Türkiye’de 1995 ortasında bir grup gazeteci tarafından hazırlanan ‘’Sorumluluğa Çağrı’’ bildirisi aslında temel mesleki ilkelerin ilan edilip gazeteciler tarafından imzalanasını sağlamayı amaçlıyordu. Bildiride mesleki dejenerasyon vurgulandıktan sonra; Ticari ve siyasal çıkarlara alet olmayacakları, Yalan haber yapmayacakları, Kendilerini yasalardan üstün görmeyecekleri, Başka işlerle uğraşmayacakları, Şiddete tolerans göstermeyecekleri, Siyasal, etnik, dini ve cinsi ayrımcılık yapmayacakları konusunda gazetecilerin topluma söz vermeleri isteniyordu.
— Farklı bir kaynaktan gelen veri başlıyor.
PR #54, opened 2022-05-27
Add script to populate Firebase emulator with course + student data

mluo24:
### Summary 

This pull request fixes the previously made `add-test-data.js` file to be written in TypeScript as well as adding an npm run script to run the file so that it could populate the database. Type `npm run populate` for this script to run and see the changes in the Firebase emulator. The rational is to get quick data populated so you don't need to enter a bunch of survey responses to get a group.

Türkiye’de gazeteciliğin sorgulanmasında öne çıkan konulardan birinin yaygın promosyon kampanyaları olduğunu da belirtmek gerek. Türkiye’de gazetecilerin çoğunluğu mesleğin yeterince sorgulandığı kanısında değiller. Medyanın hakim sahiplik yapısı ise, kendi pratiklerini sorgulama noktasında, gazetecilerin karşısına çıkan en önemli sorunlardan. Gazetecilerin neredeyse tümü işlerinin doğruyu söylemek olduğu noktasında anlaşıyorlar. Medya sahiplerinin çıkarlarının gazetecilik pratiğinin hakkıyla yerine getirilmesine izin vermediği konusunda kuşkuya yer bırakmıyorlar.

Gittikçe ticarileşen medya ortamından rahatsızlık duyuyorlar Gittikçe ticarileşen medya ortamından rahatsızlık duyuyorlar. Olup bitenlerden rahatsızlık duymayanlar, tepede mevcut yapıyla bütünleşmiş bir tür elit menejer grubunu oluşturuyorlar. Aşağıdaki gazetecilerin ise yükselebilmek, hatta işlerin koruyabilmek için onlara yakın durmak ve onlarla iyi geçinmekten başka çareleri kalmıyor. Pek çok gazeteci sonuçta düş kırıklığı ve mesleki doyumsuzluk yaşıyor. Gazeteciliğin toplum için gerekli olduğu konusunda kuşkuya düşmüş gazeteciler bile var.

Gazetecilerin kişiliği sık sık işverenlerin talepleri tarafından baskı altına alınmaktadır. Gazetecilik tarihi birazda bu baskılara dayanamayan ve karşı çıkıp istifa eden editörlerin tarihidir diyebiliriz. Ancak. Özellikle 1980 sonrasında, Türkiye ve Yunanistan’da gazetecilere yapılan baskılar eskiye oranla epeyce arttığı halde, ilkelere dayanan istifalar iyice azalmıştır.